- _Problem to work on_
Retype the entries below word for word, leaving none out.

━━━━━ Given records ━━━━━

Issue #3898, opened 2017-03-12
misc/DictUtilities.py: Switch into defaultdict


corona10:
`inverse` is now `dict`.
If we switch into defaultdict, we don't have to check whether it is None or not.

PR #3899, opened 2017-03-12
misc/DictUtilities.py: Use defaultdict

corona10:
defaultdict is more useful in this use-case.
we don't have to check whether it is None or not.
Also now, we can remove add_pair_to_dict method.

Closes https://github.com/coala/coala/issues/3898

up your stuff for merge!

### Checklist

      them.
      pass on every single commit!

instead.

  of the review queue.

review your PRs faster!

### DIFF
--- a/coalib/misc/DictUtilities.py
+++ b/coalib/misc/DictUtilities.py
@@ -1,4 +1,4 @@
-from collections import Iterable, OrderedDict
+from collections import defaultdict, Iterable, OrderedDict
 
 
 def inverse_dicts(*dicts):
@@ -11,31 +11,21 @@ def inverse_dicts(*dicts):
     No order is preserved.
 
     :param dicts: The dictionaries to invert.
+    :type dicts:  dict
     :return:      The inversed dictionary which merges all dictionaries into
                   one.
+    :rtype: defaultdict
     """
-    inverse = {}
+    inverse = defaultdict(list)
 
     for dictionary in dicts:
         for key, value in dictionary.items():
             if isinstance(value, Iterable):
                 for item in value:
-                    add_pair_to_dict(item, key, inverse)
+                    inverse[item].append(key)
             else:
-                add_pair_to_dict(value, key, inverse)
-
+                inverse[value].append(key)
     return inverse
-
-
-def add_pair_to_dict(key, value, dictionary):
-    """
-    Add (key, value) pair to the dictionary. The value is added to a list of
-    values for the key.
-    """
-    if key in dictionary:
-        dictionary[key].append(value)
-    else:
-        dictionary[key] = [value]
 
 
 def update_ordered_dict_key(dictionary, old_key, new_key):


coalib/misc/DictUtilities.py
```diff
@@ -32,10 +32,7 @@ def add_pair_to_dict(key, value, dictionary):
     Add (key, value) pair to the dictionary. The value is added to a list of
     values for the key.
     """
-    if key in dictionary:
-        dictionary[key].append(value)
-    else:
-        dictionary[key] = [value]
+    dictionary[key].append(value)
```
jayvdb: This is a public function, which means it can be used by other code which you cant see.
Your change requires that the parameter `dictionary` is a `defaultdict(list)` , which is not a guarantee.

You should use `dictionary[key].append(value)` in `inverse_dicts` , and deprecate `add_pair_to_dict`.

coalib/misc/DictUtilities.py
```diff
@@ -11,26 +11,31 @@ def inverse_dicts(*dicts):
...
-                    add_pair_to_dict(item, key, inverse)
+                    inverse[item].append(key)
             else:
-                add_pair_to_dict(value, key, inverse)
-
+                inverse[value].append(key)
     return inverse
 
 
 def add_pair_to_dict(key, value, dictionary):
```
sils: actually I think you should just remove this function, it's not used by anything!

sils:
otherwise good, commit message I'd go for "Use defaultdict" instead of S"Switch into" if I was nitpicky :) Great stuff, let's remove that function though

coalib/misc/DictUtilities.py
```diff
@@ -11,26 +11,31 @@ def inverse_dicts(*dicts):
     No order is preserved.
 
     :param dicts: The dictionaries to invert.
+    :type: dict
     :return:      The inversed dictionary which merges all dictionaries into
```
NiklasMM: the `return` string should state that a defaultdict is returned.

coalib/misc/DictUtilities.py
```diff
@@ -11,26 +11,31 @@ def inverse_dicts(*dicts):
...
+                inverse[value].append(key)
     return inverse
 
 
 def add_pair_to_dict(key, value, dictionary):
     """
     Add (key, value) pair to the dictionary. The value is added to a list of
     values for the key.
+    :param key: A key for value.
+    :param value: A value for append.
```
NiklasMM: These doc strings could be clearer: 
```
:param key: The key to append the value to.
:param value: The value to be appended.
```

coalib/misc/DictUtilities.py
jayvdb: In the previous review, I requested that it is deprecated.

corona10: @jayvdb @sils 
Which is better? Removing this function? or notice to a user that It is deprecated and will be removed?

corona10:
@sils @NiklasMM @jayvdb Updated!! PTAL.

NiklasMM:
[this](https://github.com/coala/coala/pull/3899#discussion_r105552597) remains unadressed ;)

coalib/misc/DictUtilities.py
sils: this function is not marked as private but I don't see anyone externally seriously importing stuff from coalib.misc.DictUtilities, and it's not in bears. I'm voting for removal definitely although idealisticly you would have to deprecate but realistically I'm super sure nobody is and would not want to maintain this fuction further.

If we deprecate it it should be decorated or so by a deprecation decorator.

adtac: FWIW I think we should remove it - it just adds to code baggage. It's specific to this file and it's not used anywhere.

corona10: @sils @adtac I removed it and updated it :)

coalib/misc/DictUtilities.py
```diff
@@ -11,33 +11,23 @@ def inverse_dicts(*dicts):
     No order is preserved.
 
     :param dicts: The dictionaries to invert.
+    :type: defaultdict
```
jayvdb: This syntax is not correct

corona10:
Updated PTAL.

corona10:
@sils @jayvdb 
I updated code. please take a look. 
Circle ci needs to retry the build. because it was failed with timeout.

jayvdb:
ack 32e2b5b

jayvdb:
@rultor merge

━━━━━

- _Exercise answer_
Issue #3898, opened 2017-03-12
misc/DictUtilities.py: Switch into defaultdict


corona10:
`inverse` is now `dict`.
If we switch into defaultdict, we don't have to check whether it is None or not.

PR #3899, opened 2017-03-12
misc/DictUtilities.py: Use defaultdict

corona10:
defaultdict is more useful in this use-case.
we don't have to check whether it is None or not.
Also now, we can remove add_pair_to_dict method.

Closes https://github.com/coala/coala/issues/3898

up your stuff for merge!

### Checklist

      them.
      pass on every single commit!

instead.

  of the review queue.

review your PRs faster!

### DIFF
--- a/coalib/misc/DictUtilities.py
+++ b/coalib/misc/DictUtilities.py
@@ -1,4 +1,4 @@
-from collections import Iterable, OrderedDict
+from collections import defaultdict, Iterable, OrderedDict
 
 
 def inverse_dicts(*dicts):
@@ -11,31 +11,21 @@ def inverse_dicts(*dicts):
     No order is preserved.
 
     :param dicts: The dictionaries to invert.
+    :type dicts:  dict
     :return:      The inversed dictionary which merges all dictionaries into
                   one.
+    :rtype: defaultdict
     """
-    inverse = {}
+    inverse = defaultdict(list)
 
     for dictionary in dicts:
         for key, value in dictionary.items():
             if isinstance(value, Iterable):
                 for item in value:
-                    add_pair_to_dict(item, key, inverse)
+                    inverse[item].append(key)
             else:
-                add_pair_to_dict(value, key, inverse)
-
+                inverse[value].append(key)
     return inverse
-
-
-def add_pair_to_dict(key, value, dictionary):
-    """
-    Add (key, value) pair to the dictionary. The value is added to a list of
-    values for the key.
-    """
-    if key in dictionary:
-        dictionary[key].append(value)
-    else:
-        dictionary[key] = [value]
 
 
 def update_ordered_dict_key(dictionary, old_key, new_key):


coalib/misc/DictUtilities.py
```diff
@@ -32,10 +32,7 @@ def add_pair_to_dict(key, value, dictionary):
     Add (key, value) pair to the dictionary. The value is added to a list of
     values for the key.
     """
-    if key in dictionary:
-        dictionary[key].append(value)
-    else:
-        dictionary[key] = [value]
+    dictionary[key].append(value)
```
jayvdb: This is a public function, which means it can be used by other code which you cant see.
Your change requires that the parameter `dictionary` is a `defaultdict(list)` , which is not a guarantee.

You should use `dictionary[key].append(value)` in `inverse_dicts` , and deprecate `add_pair_to_dict`.

coalib/misc/DictUtilities.py
```diff
@@ -11,26 +11,31 @@ def inverse_dicts(*dicts):
...
-                    add_pair_to_dict(item, key, inverse)
+                    inverse[item].append(key)
             else:
-                add_pair_to_dict(value, key, inverse)
-
+                inverse[value].append(key)
     return inverse
 
 
 def add_pair_to_dict(key, value, dictionary):
```
sils: actually I think you should just remove this function, it's not used by anything!

sils:
otherwise good, commit message I'd go for "Use defaultdict" instead of S"Switch into" if I was nitpicky :) Great stuff, let's remove that function though

coalib/misc/DictUtilities.py
```diff
@@ -11,26 +11,31 @@ def inverse_dicts(*dicts):
     No order is preserved.
 
     :param dicts: The dictionaries to invert.
+    :type: dict
     :return:      The inversed dictionary which merges all dictionaries into
```
NiklasMM: the `return` string should state that a defaultdict is returned.

coalib/misc/DictUtilities.py
```diff
@@ -11,26 +11,31 @@ def inverse_dicts(*dicts):
...
+                inverse[value].append(key)
     return inverse
 
 
 def add_pair_to_dict(key, value, dictionary):
     """
     Add (key, value) pair to the dictionary. The value is added to a list of
     values for the key.
+    :param key: A key for value.
+    :param value: A value for append.
```
NiklasMM: These doc strings could be clearer: 
```
:param key: The key to append the value to.
:param value: The value to be appended.
```

coalib/misc/DictUtilities.py
jayvdb: In the previous review, I requested that it is deprecated.

corona10: @jayvdb @sils 
Which is better? Removing this function? or notice to a user that It is deprecated and will be removed?

corona10:
@sils @NiklasMM @jayvdb Updated!! PTAL.

NiklasMM:
[this](https://github.com/coala/coala/pull/3899#discussion_r105552597) remains unadressed ;)

coalib/misc/DictUtilities.py
sils: this function is not marked as private but I don't see anyone externally seriously importing stuff from coalib.misc.DictUtilities, and it's not in bears. I'm voting for removal definitely although idealisticly you would have to deprecate but realistically I'm super sure nobody is and would not want to maintain this fuction further.

If we deprecate it it should be decorated or so by a deprecation decorator.

adtac: FWIW I think we should remove it - it just adds to code baggage. It's specific to this file and it's not used anywhere.

corona10: @sils @adtac I removed it and updated it :)

coalib/misc/DictUtilities.py
```diff
@@ -11,33 +11,23 @@ def inverse_dicts(*dicts):
     No order is preserved.
 
     :param dicts: The dictionaries to invert.
+    :type: defaultdict
```
jayvdb: This syntax is not correct

corona10:
Updated PTAL.

corona10:
@sils @jayvdb 
I updated code. please take a look. 
Circle ci needs to retry the build. because it was failed with timeout.

jayvdb:
ack 32e2b5b

jayvdb:
@rultor merge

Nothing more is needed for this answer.